Oleh : Rismayana (Aktivis Muslimah)
Pandemi Covid-19 bukannya semakin berhenti, malah semakin menjadi. Pada Selasa 27 Juni 2021 Badan Penanggulangan Bencana Daerah Kota Medan kembali merilis data kasus Covid. Dari hasil data BPBD Kota Medan angka yang terkonfirmasi positif covid kembali mencapai 670 kasus per hari.
Total penambahan kasus pada Selasa 27/07/2021 yakni 25.874 kasus. Sementara angka suspek di Medan meningkat 32 kasus menjadi 405 kasus suspek, angka kesembuhan meningkat menjadi 342 menjadi 19.753 kasus. Sementara angka kematian meningkat 1 kasus menjadi 666 kasus.
Walikota Medan, Bobby Nasution mengatakan angka kekritisan tempat tidur bagi pasien covid-19 di rumah sakit atau Bed Occupancy Rate (BOR) di kota Medan Meningkat.
Untuk menekan dan memutus laju mata rantai Covid-19 Bobby Nasution selaku Walikota mengajak dan menghimbau warganya untuk bersama-sama tetap mengikuti protokol kesehatan.
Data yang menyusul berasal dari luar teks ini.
PR #621, opened 2025-06-18
Co 1990 auto reply message should give indication that the max characters limit has exceeded

nubsthead:
refs: CO-1990

To merge after: https://github.com/zextras/carbonio-design-system/pull/511


src/settings/components/settings-header.tsx
```diff
@@ -34,13 +34,15 @@ export type SettingsHeaderProps = {
...
+	hasError?: boolean;
 };
 
 export const SettingsHeader = ({
 	onSave,
 	onCancel,
 	isDirty,
-	title
+	title,
+	hasError = false
```
rodleyorosa, line 45: is the default to false necessary?

nubsthead: Not really, should I take it off?

rodleyorosa: i would say yes, it seems to be a useless default

src/settings/general-settings.tsx
```diff
@@ -222,7 +226,13 @@ const GeneralSettings = (): React.JSX.Element => {
 
 	return (
 		<>
-			<SettingsHeader title={title} onCancel={onCancel} onSave={onSave} isDirty={isDirty} />
+			<SettingsHeader
+				title={title}
+				onCancel={onCancel}
+				onSave={onSave}
+				isDirty={isDirty}
+				hasError={hasError}
```
rodleyorosa, line 233: use directly `outOfOfficeError` instead of creating a memo `hasError`
```suggestion
				hasError={outOfOfficeError}
```

rodleyorosa (dismissed):

src/settings/general-settings.tsx
nubsthead: I think it is better to keep the two logic split. There could be more errors to handle and they can all handled inside that memo

src/settings/general-settings.test.tsx
```diff
@@ -23,6 +27,34 @@ describe('General setting', () => {
 	const { defaultI18n } = useI18nStore.getState();
 	const localeArray = localeList(defaultI18n.t);
 
+	test('When there are changes and an error, the discard button is enabled but save button is disabled', async () => {
```
CataldoMazzilli, line 30: the error come from the stored state of zimbraPrefOutOfOfficeReply and not from a user interaction: you are simulating that the wrong value is retrieved from the BE. Is it as intended?

src/settings/components/general-settings/out-of-office-settings.tsx
```diff
@@ -247,56 +266,126 @@ export const OutOfOfficeSettings = ({
...
 			<FormSubSection>
-				<Container gap={'0.5rem'}>
-					<Select
-						items={prefOutOfOfficeReplyEnabledSelectItems}
-						label={t('label.out_of_office', 'Out of Office')}
+				<Container gap={'0.5rem'} crossAlignment={'flex-start'}>
+					<Switch
+						value={prefOutOfOfficeReplyEnabled}
+						label={t('label.send_auto_reply', 'Send auto-reply')}
+						onClick={prefOutOfOfficeReplyEnabledOnClick}
```
CataldoMazzilli, line 349: Why we need to use both onClick and onChange?

src/settings/components/general-settings/out-of-office-settings.tsx
```diff
@@ -23,33 +25,15 @@ import { type TFunction } from 'i18next';
...
-
-export const buildItemsPrefOutOfOfficeReplyEnabled = (
-	t: TFunction
-): Array<
-	SelectItem<
-		NonNullable<CoercedPrefType<AccountSettingsPrefs['zimbraPrefOutOfOfficeReplyEnabled']>>
-	>
-> => [
-	{
-		label: t('settings.out_of_office.send_auto_replies', 'Send auto-replies'),
```
CataldoMazzilli, line 44: Are new keys pushed and no-more used removed?

src/settings/general-settings.test.tsx
nubsthead: In this test I am simulating any error, it does not matter what causes it. If you want I can add one more test to simulate a specific error from a user interaction

src/settings/components/general-settings/out-of-office-settings.tsx
nubsthead: I used both because in the onCLick action we don't receive the actual value setted by the click to the Switch component. We only receive a click event that makes it almost impossible to manage logic which relies on the current value.

On The other hand the onChange is receiving the new setted value of the Switch component.

So I am using the onClick to update the value and the onChange to manage the logic depending from that value.

I believe the onClick should receive the setted value instead of a click event in order to be able to use only one of the 2 functions instead of beeing forced to use both.
Also it is the first time I use this component so I am probably using it improperly, let me know if you have any suggestion on how to use it.

CataldoMazzilli (approved):

rodleyorosa (approved):

lisaparma (approved):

Bobby mengatakan walaupun pelonggaran di beberapa kegiatan ekonomi itu pun hanya kegiatannya yang dilonggarkan bukan kegiatan prokesnya.
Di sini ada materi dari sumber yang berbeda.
PR #868, opened 2026-07-15
chore(deps-dev): weekly devDependencies update 2026-07-15

CataldoMazzilli:
## Weekly devDependencies update — 2026-07-15

Automated bundle of all **devDependencies** bumped to the latest minor/patch within the same major.

### Updates

| Package | Old | New | Minor jump |
|---------|-----|-----|------------|
| @semantic-release/github | 12.0.8 | 12.0.9 | 0 |
| @types/node | 22.19.19 | 22.20.1 | +1 |
| @vitest/coverage-istanbul | 4.1.9 | 4.1.10 | 0 |
| @zextras/carbonio-ui-sdk | 2.3.6 | 2.3.12 | 0 |
| autoprefixer | 10.5.2 | 10.5.3 | 0 |
| msw | 2.14.6 | 2.15.0 | +1 |
| semantic-release | 25.0.5 | 25.0.7 | 0 |
| vitest | 4.1.9 | 4.1.10 | 0 |
| webpack-dev-server | 5.2.5 | 5.2.6 | 0 |

### Notes

- Base branch: `devel`
- Command: `ncu -u --target minor --dep dev && pnpm install`
- Only `package.json` and `pnpm-lock.yaml` were modified.
- **`webpack` (5.107.2 → 5.108.4) was split out into #870.** Its build failed inside this bundle (`sdk build` crashed with `TypeError: The 'compilation' argument must be an instance of Compilation`) due to duplicate webpack instances caused by a `postcss` peer mismatch between the project and `@zextras/carbonio-ui-sdk`. That bump needs pnpm `overrides` to deduplicate, so it gets its own focused review in #870. This bundle keeps the remaining 9 clean bumps and now builds green.

🤖 Generated by the `update-deps` skill.

PR #870, opened 2026-07-15
chore(deps-dev): update webpack to 5.108.4 with instance-safe DefinePlugin

CataldoMazzilli:
## Weekly dependency update — webpack (split from #868)

This PR was split out of the bundled devDependencies PR #868 because the `webpack` bump surfaced a real (latent) bug in our build setup that deserves a focused review.

### The bump

| Package | Old | New | Jump |
|---|---|---|---|
| `webpack` | `5.107.2` | `5.108.4` | +1 |

### What broke

webpack `5.108.4` tightens the `instanceof Compilation` check in `DefinePlugin.getCompilationHooks`. That turned a **pre-existing dual-webpack situation into a hard build failure**:

- `sdk build` compiles with the **sdk's own webpack copy** (the sdk resolves its toolchain internally via `require.resolve`).
- `carbonio.webpack.ts` imported `DefinePlugin` from the **project's webpack copy**.
- The plugin from one instance received a `Compilation` created by the other → `TypeError: The 'compilation' argument must be an instance of Compilation`.

It had always "worked" only because older webpack never checked instance identity on that path.

### The fix: instance-safe DefinePlugin (`compiler.webpack`)

`carbonio.webpack.ts` now instantiates DefinePlugin through **`compiler.webpack`** — webpack's official escape hatch (since 5.1) that hands plugins the classes of the instance actually running the build:

```ts
{
	apply(compiler: Compiler): void {
		new compiler.webpack.DefinePlugin({ ... }).apply(compiler);
	}
}
```

This is the same pattern `copy-webpack-plugin` / `html-webpack-plugin` already use internally (which is why they never crashed). The project's webpack copy is now **types-only** (`import type { Compiler }`): it never executes, so mixed instances are structurally impossible — with the sdk's current webpack (5.105.4 on this branch), with 5.108.3 after #868, and with any future version.

### Verified

- `pnpm run build` green locally **with the crash-condition pair in place** (project 5.108.4 + sdk 5.105.4).
- DefinePlugin injection confirmed in the output bundles: `COMMIT_ID`/`BASE_PATH`/`POSTHOG_API_*` are replaced at compile time, no bare identifiers left in `dist/*.js`.
- Full hook suite passed: type-check, lint, reuse, 716 tests, build + api-extractor.

### Review notes

- An earlier revision of this PR fixed the same problem with pnpm `overrides` (`webpack` + `postcss`) forcing a single deduplicated instance. It worked, but it treated the symptom and had to be replicated in every repo that uses the sdk. This revision fixes the cause in our own config instead and drops the overrides entirely.
- The same pattern is portable to the other Carbonio UI projects (files-ui, tasks-ui, …), which will hit the same crash whenever their webpack reaches 5.108.x.
- Long-term, the sdk could declare webpack/postcss as peerDependencies so a single instance is guaranteed by construction; with this fix that becomes a nice-to-have rather than a blocker.

---
🤖 Opened by the automated `update-deps` skill (weekly run 2026-07-15); reworked to the instance-safe fix on request.


CataldoMazzilli:
♻️ **Reworked.** Dropped the pnpm `overrides` (webpack/postcss) approach and fixed the root cause instead: `carbonio.webpack.ts` now creates DefinePlugin via `compiler.webpack` (the instance actually compiling), so the project's webpack copy is types-only and can never mix with the sdk's at runtime. Verified locally with the crash-condition pair (project 5.108.4 + sdk 5.105.4): build green, DefinePlugin constants correctly injected in the bundles. Body updated with details.

rodleyorosa (approved):

lisaparma (approved):

PR #907, opened 2026-09-10
chore(deps): update vitest to 5.0.0

CataldoMazzilli:
## What

Updates vitest to 5.0.0, together with its coverage provider — `@vitest/coverage-istanbul` pins vitest as an **exact** peer, so the two always move together.

| Package | Old | New |
|---|---|---|
| `vitest` | `4.1.11` | `5.0.0` |
| `@vitest/coverage-istanbul` | `4.1.10` | `5.0.0` |

This also realigns the pair: #905 bumped only `vitest` to 4.1.11 for the security advisory, leaving the provider behind on 4.1.10 against an exact `vitest: 4.1.10` peer.

## What vitest 5 required, and what it didn't

| Breaking change | Impact here |
|---|---|
| Requires Node.js 22 and Vite 6.4 | None — CI runs Node 22.23.1, Vite resolves to 7.3.2 |
| **Clear mocks by default before each test** | None — `clearMocks: true` was already explicit in the config (now redundant, kept for clarity) |
| **junit/json reporter output moves to `.vitest/`** | None — `outputFile: { junit: './junit.xml' }` is explicit, so the report stays where the pipeline reads it. Verified: `junit.xml` and `coverage/lcov.info` land in the same paths as before |
| Remove `sequential` in favour of `concurrent` | Not used |
| Fail the test when an async assertion is not awaited | No `.resolves` / `.rejects` / `expect.poll` in the suite |
| Remove deprecated entry points | Only `from 'vitest'` is imported |
| Config lookup no longer walks ancestor directories | Config is at the project root |
| `loupe.inspect` → pretty-format | Error formatting only |
| Updated `@sinonjs/fake-timers` | The global setup passes an explicit `toFake` list, so no default shifted under it |
| **`Assertion` type changed, `jest` namespace augmentations dropped** | **487 type errors — see below** |
| **Coverage globs no longer matched too eagerly** | **One more file measured — see below** |

`vitest-fail-on-console` (0.10.1) stays compatible: it peers on `@vitest/utils`, which vitest 5 still publishes.

## The type-level breaking change

Vitest 5 inlined the `expect` package. Two consequences:

`Assertion` went from one type parameter to two, the first being the return type that powers the new promise-aware matcher typing:

```ts
// vitest 4
interface Assertion<T> { … }

// vitest 5
interface Assertion<R extends void | Promise<void> = void, T = unknown>
  extends VitestAssertion<Chai.Assertion, R, T>, JestAssertion<R, T>, ChaiMockAssertion<R, T>, Matchers<R, T>
```

And more consequentially, matcher augmentations declared against the **global `jest` namespace** are no longer picked up. That is still how both matcher libraries in this project register:

```ts
// @testing-library/jest-dom 7.0.1 — types/jest.d.ts
declare global {
  namespace jest {
    interface Matchers<R = void, T = {}> extends TestingLibraryMatchers<…> {}
  }
}

// @emotion/jest 11.14.2 — types/index.d.ts
declare global {
  namespace jest {
    interface Matchers<R, T> {
      toHaveStyleRule(property: string, value: any, options?: StyleRuleOptions): R
    }
  }
}
```

The result: `tsc --noEmit` reported **487 `TS2339` errors** — every `toBeVisible`, `toBeInTheDocument`, `toHaveStyle`, `toHaveStyleRule` and friend. **The runtime was unaffected throughout: all 688 tests passed before and after.** The matchers are registered at runtime by `expect.extend`, which is untouched; only their type declarations went missing.

Both libraries are already at their latest published versions — jest-dom 7.0.1 (2026-08-09) and @emotion/jest 11.14.2 — and neither has a fix in progress:

| Library | Upstream issue | Opened | Last activity | State |
|---|---|---|---|---|
| `@testing-library/jest-dom` | [#738](https://github.com/testing-library/jest-dom/issues/738) — *"Vitest 5: matcher types are lost — `Assertion<T>` augmentation no longer merges with Vitest's `Assertion<R, T>`"* | 2026-09-06 | 2026-09-08 | Open. 3 comments, all from users; no maintainer reply, no label, no linked PR. Related: [#729](https://github.com/testing-library/jest-dom/issues/729), open since 2026-06-23 |
| `@emotion/jest` | [#3132](https://github.com/emotion-js/emotion/issues/3132) — *"Add vitest analog of @emotion/jest matchers without using jest types"* | 2023-11-28 | 2024-05-01 | Open, still labelled `needs triage` after ~3 years. 2 comments, both from users; no maintainer reply, no linked PR |

The two halves of the bridge therefore have very different outlooks. jest-dom's side is a bug reported four days ago against an active repository (last push 2026-08-09), affecting everyone migrating, and fixable in a few lines of its own `types/vitest.d.ts` — plausibly resolved upstream soon. emotion's side has been an untriaged feature request for three years, on a repository whose main branch has had no commits since 2025-11-04 and whose only recent move in this area was *widening* the peer range to `@types/jest@30.x`. **Treat the `toHaveStyleRule` half as indefinite rather than temporary.**

`src/vitest-matchers.d.ts` re-declares the matchers on vitest's own `Matchers` interface, which is the supported extension point:

```ts
declare module 'vitest' {
	interface Matchers<R extends void | Promise<void> = void, T = unknown>
		extends TestingLibraryMatchers<T, R> {
		toHaveStyleRule(property: string, value: unknown, options?: StyleRuleOptions): R;
	}
}
```

It reuses the libraries' own exported types rather than restating any matcher signature, apart from `toHaveStyleRule`, whose type emotion does not export separately.

This is also the approach the wider community is converging on: the workaround linked from jest-dom #738 is [a commit in owid-grapher](https://github.com/owid/owid-grapher/commit/d3b5d0efe2fc2ceb336bc66f87f076a9caa4a808) (2026-09-07) that extends vitest 5's `Matchers` with `TestingLibraryMatchers` in the same way, arrived at independently. The only alternative suggested in that issue is `@ts-expect-error` on every failing line — 487 of them here. **It is a bridge, to be deleted as soon as either library registers on vitest's `Matchers`** — the comment in the file says so. It stays out of the published surface: `tsconfig.lib.json` builds from `files: ["src/lib.ts", "src/testing.ts"]`, this file is a module imported by neither, and the api-extractor report comes out unchanged.

## The coverage change

Also fixed in 5: `include`/`exclude` globs were matched too eagerly. `**/types/*` now means what it says — files *directly* inside a `types/` directory — so nested paths are no longer excluded. One file joins the report:

```
src/types/network/soap.ts
```

It is not type-only: it exports the runtime type guard `isRawErrorSoapResponse`, re-exported through `src/types/network/index.ts` and `src/lib.ts`, so it is part of the public API. Vitest 4 silently left it unmeasured. **It arrives fully covered** (`FNF:1 FNH:1 LF:1 LH:1`), so the totals barely move — 81.22 → 81.23 statements, 71.15 → 71.18 functions.

I deliberately did **not** widen the glob to `**/types/**` to restore the old exclusion: that would go back to hiding runtime code from coverage. The remaining globs of the same shape (`**/tests/*`, `**/workers/*`) have no nested files today, so nothing else changed.

## Verification

Run locally on Node 22.23.2:

| Check | Result |
|---|---|
| `pnpm test` | ✅ 39 files, 688 tests passed |
| `pnpm test:ci` (junit + coverage, as CI runs it) | ✅ passed, `junit.xml` and `coverage/lcov.info` in place |
| `pnpm type-check` | ✅ clean |
| `pnpm lint` | ✅ 0 errors (5 pre-existing `sonarjs/cognitive-complexity` warnings) |
| `pnpm build:pkg` (`sdk build`) | ✅ compiled successfully |
| `pnpm build:lib` (api-extractor) | ✅ API report unchanged |
| Coverage file set vs vitest 4 | ✅ diffed: `soap.ts` is the only addition |

## Compatibility with #906

`vitest` 5 and `jsdom` 30 (#906) were also verified **together** on a throwaway merge of the two branches: 688 tests green and a clean type-check, so the two can merge in either order. As with the other open PRs, whichever merges last needs its `pnpm-lock.yaml` refreshed.

## Security

Resolves the 5 advisories that were reachable through `vitest` on the pre-update audit (`esbuild`, `vite`, `vitest`, `@vitest/mocker`).

## Noted, not acted on

Vitest 5 now prints a hint after each run: the suite spawns 39 isolated workers at ~657ms startup each, and `isolate: false` would save around 1.7s by reusing them across files. Worth trying, but it changes test isolation semantics, so it belongs in its own change rather than a dependency bump.

🤖 Generated with [Claude Code](https://claude.com/claude-code)

### DIFF
--- a/package.json
+++ b/package.json
@@ -96,7 +96,7 @@
 		"@types/react": "18.3.31",
 		"@types/react-dom": "18.3.7",
 		"@types/webpack-env": "1.18.8",
-		"@vitest/coverage-istanbul": "4.1.10",
+		"@vitest/coverage-istanbul": "5.0.0",
 		"@zextras/carbonio-ui-configs": "2.1.0",
 		"@zextras/carbonio-ui-sdk": "2.3.12",
 		"autoprefixer": "10.5.5",
@@ -117,7 +117,7 @@
 		"semantic-release": "25.0.9",
 		"sonarqube-scanner": "4.3.8",
 		"typescript": "5.9.3",
-		"vitest": "4.1.11",
+		"vitest": "5.0.0",
 		"vitest-fail-on-console": "0.10.1",
 		"webpack": "5.110.3",
 		"webpack-dev-server": "5.2.6"
--- a/pnpm-lock.yaml
+++ b/pnpm-lock.yaml
@@ -129,7 +129,7 @@ importers:
         version: 10.4.1
       '@testing-library/jest-dom':
         specifier: 7.0.1
-        version: 7.0.1(@testing-library/dom@10.4.1)(vitest@4.1.11)
+        version: 7.0.1(@testing-library/dom@10.4.1)(vitest@5.0.0)
       '@testing-library/react':
         specifier: 16.3.3
         version: 16.3.3(@testing-library/dom@10.4.1)(@types/react-dom@18.3.7(@types/react@18.3.31))(@types/react@18.3.31)(react-dom@18.3.1(react@18.3.1))(react@18.3.1)
@@ -155,8 +155,8 @@ importers:
         specifier: 1.18.8
         version: 1.18.8
       '@vitest/coverage-istanbul':
-        specifier: 4.1.10
-        version: 4.1.10(vitest@4.1.11)
+        specifier: 5.0.0
+        version: 5.0.0(vitest@5.0.0)
       '@zextras/carbonio-ui-configs':
         specifier: 2.1.0
         version: 2.1.0(@testing-library/dom@10.4.1)(@types/eslint@9.6.1)(typescript@5.9.3)
@@ -218,11 +218,11 @@ importers:
         specifier: 5.9.3
         version: 5.9.3
       vitest:
-        specifier: 4.1.11
-        version: 4.1.11(@opentelemetry/api@1.9.1)(@types/node@22.20.1)(@vitest/coverage-istanbul@4.1.10)(jsdom@29.1.1)(msw@2.15.0(@types/node@22.20.1)(typescript@5.9.3))(vite@7.3.2(@types/node@22.20.1)(jiti@2.7.0)(less@4.6.7)(terser@5.51.2))
+        specifier: 5.0.0
+        version: 5.0.0(@opentelemetry/api@1.9.1)(@types/node@22.20.1)(@vitest/coverage-istanbul@5.0.0)(jsdom@29.1.1)(msw@2.15.0(@types/node@22.20.1)(typescript@5.9.3))(vite@7.3.2(@types/node@22.20.1)(jiti@2.7.0)(less@4.6.7)(terser@5.51.2))
       vitest-fail-on-console:
         specifier: 0.10.1
-        version: 0.10.1(@vitest/utils@4.1.11)(vite@7.3.2(@types/node@22.20.1)(jiti@2.7.0)(less@4.6.7)(terser@5.51.2))(vitest@4.1.11)
+        version: 0.10.1(@vitest/utils@4.1.11)(vite@7.3.2(@types/node@22.20.1)(jiti@2.7.0)(less@4.6.7)(terser@5.51.2))(vitest@5.0.0)
       webpack:
         specifier: 5.110.3
         version: 5.110.3(postcss@8.5.15)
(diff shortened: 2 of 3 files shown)


lisaparma (dismissed):

lisaparma (approved):

CataldoMazzilli:
Rebased on the current `main` and moved the pair to **5.0.1** (released 2026-09-15), so this branch is mergeable again.

- The conflict was confined to `package.json` and `pnpm-lock.yaml`. Resolved by taking `main` for every dependency — including jsdom 30.1.0, ui-configs 2.1.1 and the typescript-eslint v8 fixes — and keeping only `vitest` and `@vitest/coverage-istanbul` from this branch; the lockfile was regenerated from `main`'s.
- **`src/vitest-matchers.d.ts` is byte-identical.** 5.0.1 emits the same `Matchers` declaration as 5.0.0, so the bridge needed no change and `tsc --noEmit` is clean.
- Full suite re-run against the new base: 39 files / 688 tests green, lint 0 errors, `sdk build` and api-extractor fine, API report unchanged. Coverage re-diffed against the current `main`: 101 → 102 files, `src/types/network/soap.ts` still the only addition, fully covered.
- Upstream is unchanged: jest-dom is still on 7.0.1 with [#738](https://github.com/testing-library/jest-dom/issues/738) open and unanswered by the maintainers (a [second reporter](https://github.com/testing-library/jest-dom/issues/738#issuecomment-5634263560) confirmed this same `Matchers` shape on 2026-09-11 and offered to PR it), and @emotion/jest [#3132](https://github.com/emotion-js/emotion/issues/3132) has not moved since 2024. Staying in draft until at least the jest-dom half lands.

Sorry for the dismissed approval — the push invalidated it again.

Bobby juga mengatakan pihaknya akan menindak tegas pelaku usaha ataupun perkantoran yang melanggar protokol kesehatan yang berlaku, jadi dengan memperketat protokol kesehatan kita tidak akan mengorbankan perekonomian demi memutus mata rantai Covid-19, jadi tidak ada yang dikorbankan, harus ada titik temu dan upaya kedepannya “kata Bobby Nasution (medan.tribunnews.com, 27/07/2021).
Inilah kesalahan dari sistem Kapitalis Sekuler, di mana pemerintah dalam menangani wabah ini saja tidak mampu menyelesaikan secara tuntas, contohnya dalam membuat kebijakan PPKM, dalam penerapannya, pemerintah dibarengi dengan adanya bantuan kebutuhan pokok masyarakatnya, walaupun itu sifatnya hanya sementara dan diskriminatif.
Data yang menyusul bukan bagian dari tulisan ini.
PR #61, opened 2017-01-31
Add unicode line, update version comment

msarahan:
so that installers use unicode plugins from nsis 3.01


waterbug:
Works for me!  :)  (P.S.: a nice enhancement would be a 'constructor clean' command... but that's for a separate PR, obviously! ;)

Sehingga hal ini tidak menjadi solusi untuk pemulihan ekonomi rakyat, alhasil masyarakat berjuang sendiri untuk memenuhi kebutuhan hidupnya sehingga dampaknya semakin banyak zona merah dan semakin banyak masyarakat yang terinfeksi Virus Covid-19.
Di dalam penanganan wabah pandemi, sistem Islam sangat mengedepankan keselamatan rakyatnya lebih utama daripada urusan yang lainnya.
Dalam menangani wabah pandemi kepala negara (Khalifah) akan secara serius mengendalikan wabah dengan menutup akses masuk ke dalam dan keluar daerah yang terkena wabah tanpa mementingkan lagi untung rugi dalam perekonomian.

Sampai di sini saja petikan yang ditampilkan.